There are other issues. We know that we need reduction strategies for hazardous waste and increased fines for illegally dumping chemicals and other wastes. In fact, it is not well enough policed. I think it needs more funding. I am not sure whether the Office of Sustainability considers hazardous waste as part of its job, but the EPA is very unresourced to manage this area of our waste. We need a regular collection of toxic chemicals and other items, including batteries, from households and farms, with an education campaign to promote it.

At present there are plenty of rules governing toxic chemicals but no real incentives for people to do the right thing. It can be expensive to dispose of chemicals properly. In fact, it is cheaper to sneak them into landfill. So we have a problem with incentives. We need to turn around our thinking on waste. Yes, making landfill more expensive may reduce some waste, but it encourages illegal dumping. I look forward to the review of the no waste strategy. (Time expired.)

MR HARGREAVES (Brindabella—Minister for Territory and Municipal Services, Minister for Housing, Minister for Multicultural Affairs) (5.08): I first need to address some of the things that Dr Foskey said.
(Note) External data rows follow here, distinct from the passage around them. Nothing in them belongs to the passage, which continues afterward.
PR #432, opened 2024-04-11
Improve `TweaksConfig` docs

123mpozzi:
## Description

Some fields in `TweaksConfig` do not state explicitly their tvOS availability.

## Changes

- Sync tvOS availability with native SDK
- Format default values to be at the same place for iOS/tvOS related fields, and to use backticks
- Format object references to use backticks

## Checklist
- [ ] 🗒 `CHANGELOG` entry

### DIFF
--- a/src/tweaksConfig.ts
+++ b/src/tweaksConfig.ts
@@ -11,7 +11,7 @@ export interface TweaksConfig {
    * Default value in iOS is `1.0`.
    * Default value in Android is `0.2`.
    *
-   * @platform iOS, Android
+   * @platform Android, iOS, tvOS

She spoke about hazardous chemicals and all that sort of thing. I seem to have missed the congratulations that the Greens gave us over the latest initiative relating to fluorescent light tubes. They can now be recycled at Mugga Lane and at Mitchell. But I did not hear any encouragement from those opposite or Dr Foskey about that at all.

It is sad because sometimes Dr Foskey talks a lot of sense and sometimes she lets us all down. She talks from a considered basis of ignorance. She described our treatment of Revolve as heavy-handed. That is nothing short of pure ignorance from someone who can speak in this place under privilege. Let me say this for your information, Mr Assistant Speaker, and for the information of Dr Foskey: these people are the experts in green waste and they know how to dispose of green waste. We have seen it happen already. It is called a tap on the shoulder. That is the ultimate disposal of the green waste.
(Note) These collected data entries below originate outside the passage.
PR #437, opened 2024-04-18
Use more verbose run names for GitHub Action workflows

rolandkakonyi:
## Description

Extends current GitHub Action run names with context specific information (e.g. inputs)

## Changes

Utilized [`run-name`](https://docs.github.com/en/actions/using-workflows/workflow-syntax-for-github-actions#run-name) attribute to define context aware name for the GitHub Action workflow runs.

## Checklist
- [ ] 🗒 `CHANGELOG` entry - not needed, internal change only


matamegger (approved):
Nice!

PR #713, opened 2023-01-03
make/build: Don't install test provider globally

abhinav:
`make build` currently runs `go install` with `cmd/...`,
which ends up installing the test provider globally.
This is unnecessary since this provider is needed for tests only.

To resolve this, move the test provider into internal/testing.
We now build it manually and pass its path on to tests.

Another option that was considered was putting bin/ onto PATH, 
but unfortunately, it's extremely difficult to add a new entry to PATH
from the Makefile in a cross-platform way.


AaronFriel (changes requested):
Hmm. I was torn on this because I didn't know if this is a good precedent for other repos. The nice thing about that is we can rely on $GOBIN being "developer loop output", and I'm at least happy to periodically `rm ~/go/bin/pulumi*`.

My dev workflow and I expect some of our cross-repo tests rely on a single global install path. For my dev workflow, I use a Go workspace and a tool like `watchexec` to build binaries and run programs involving N repos.

But a few things stood out to me:

 * "make build" shouldn't _install_ anything
 * This repo is only a library, so there shouldn't be anything to build
 * The only item built, in `./cmd`, is used exclusively for tests in this repo

I think to avoid any precedent setting, let me know what's your opinion of these changes:

First moving this bin out of `cmd` because it's not a real provider we want people building:

```sh
mv cmd/pulumi-terraform-bridge-test-provider internal/testing/
```

And then modify the makefile like so:

```Makefile
build::
  # kept for build scripts/CI, as this is a library
  go mod tidy
  go vet ./pkg/...
  go vet ./internal/...

test::
  # explicitly build the test provider as part of tests and add the path
  go build -o bin ./internal/testing/pulumi-terraform-bridge-test-provider
  PATH="${PWD}/bin:${PATH}" go test -v -count=1 -cover -timeout 2h -parallel ${TESTPARALLELISM} ./...
```

abhinav:
Sure, that sounds reasonable!

abhinav:
@AaronFriel Taking a closer look to how this is used, another option is to eliminate the extraneous binary completely.
We can put that code inside a function inside the only test file that uses this, create a copy of the test executable with the name "pulumi-terraform-bridge-test-provider" and dispatch on `os.Args[0]` in TestMain.

Basically,

```go
func testProvider() {
  plugin.Serve(...)
}

func TestMain(m *testing.M) {
  if filepath.Base(os.Args[0]) == "pulumi-terraform-bridge-test-provider" {
    testProvider()
    os.Exit(0)
  }
  os.Exit(m.Run())
}
```

So for the tests that need this, they'll create a copy of the test executable to a temporary directory with that name, and everything else remains the same.

If this sounds reasonable, I can follow-up with that instead.

AaronFriel:
Saw your edit, that makes sense. I think we'd want a separate binary as that's part of our plugin model, and `TestMain` is maybe a step too magical/surprising for people onboarding to this repository.

AaronFriel (approved):
LGTM

On other PRs I've seen that the GCP downstream tests might be failing/timing out and that's being separately triaged. If that's the only hold out I'm OK with merging.

AaronFriel:
@abhinav 

Hmm, I think in other places we've assumed the shell is bash/sh-like, even setting it in CI: 

```yaml
defaults:
  run:
    shell: bash
```

Think that's the path of least resistance here?

https://github.com/pulumi/pulumi-terraform-bridge/actions/runs/3832453619/jobs/6522774305#step:8:3

abhinav:
> @abhinav
> 
> Hmm, I think in other places we've assumed the shell is bash/sh-like, even setting it in CI:
> 
> ```yaml
> defaults:
>   run:
>     shell: bash
> ```
> 
> Think that's the path of least resistance here?
> 
> https://github.com/pulumi/pulumi-terraform-bridge/actions/runs/3832453619/jobs/6522774305#step:8:3

Yeah, I was just about to respond about that. 
If we're assuming bash/sh elsewhere, then yeah, that sounds like the simplest route.
I've made that change for all workflows that run `make test` in this repo.

Longer-term, I think it would be better to have something more platform agnostic on the test side.
Maybe running `go build` on the provider code from inside the test is an option.

abhinav:
Yeah, that bash thing didn't work.
I'll just make it run `go build` as part of the test.

AaronFriel (approved):

Issue #120, opened 2020-02-26
Improve GoDocs 


lukehoban:
Our GoDocs have a few issues:
- [ ] Lots of `nolint: lll`
- [ ] Markdown formatting not rendered looks a little awkward
- [ ] Sub-packages don't have any package level comments at all
- [ ] Most types/functions have no doc comments at all

See for example https://godoc.org/github.com/pulumi/pulumi-aws/sdk/go/aws.

lukehoban:
The first two are fixed in the latest codegen - which has been fixed up in e.g. https://pkg.go.dev/github.com/pulumi/pulumi-aws/sdk@v1.31.0/go/aws?tab=doc.

The other two are less critical - will push out to post GA.

PR #717, opened 2023-01-06
golangci-lint: Enable nolintlint

abhinav:
The nolintlint linter included with golangci-lint
finds bad usages of the `//nolint` directive
such as `// nolint:foo` (leading space).
Such incorrect usage ends up in the package's godocs (see #120).

This change enables the linter and fixes all occurrences
discovered by golangci-lint.

Depends on #716

Note that #716 is the base for this PR.
When that merges, the base branch for this will be updated.

### DIFF
--- a/.golangci.yml
+++ b/.golangci.yml
@@ -17,6 +17,7 @@ linters:
     - megacheck
     - misspell
     - nakedret
+    - nolintlint
     - revive
     - unconvert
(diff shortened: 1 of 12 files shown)


RobbieMcKinstry (approved):
LGTM!

AaronFriel (approved):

Let me turn to Revolve. There was a contract with Thiess, not with the government, and it terminated. It came to the end of its time. We are obliged under the Financial Management Act and the ACT Government Procurement Act to go to public tender. We would be crucified by the ACCC if we did anything else. We would have breached the acts and we would have been treated just like Mrs Carnell and thrown on the scrapheap of history—the same as Dr Foskey is about to go onto the scrapheap of history.

Mr Assistant Speaker, we conformed with the acts and what happened? Of course, she is doing as most people do. She is wandering off. She does not want to hear the truth about Revolve. But I will put it on the record. They lost the tender. There is nothing I can do about it. Why, I hear you ask? I was not involved in it. It was done by Procurement Solutions, an arm of Treasury. It was not done by my department. It was done at arm’s length. They then established themselves somewhere else and they owe the territory in excess of $20,000 in rent.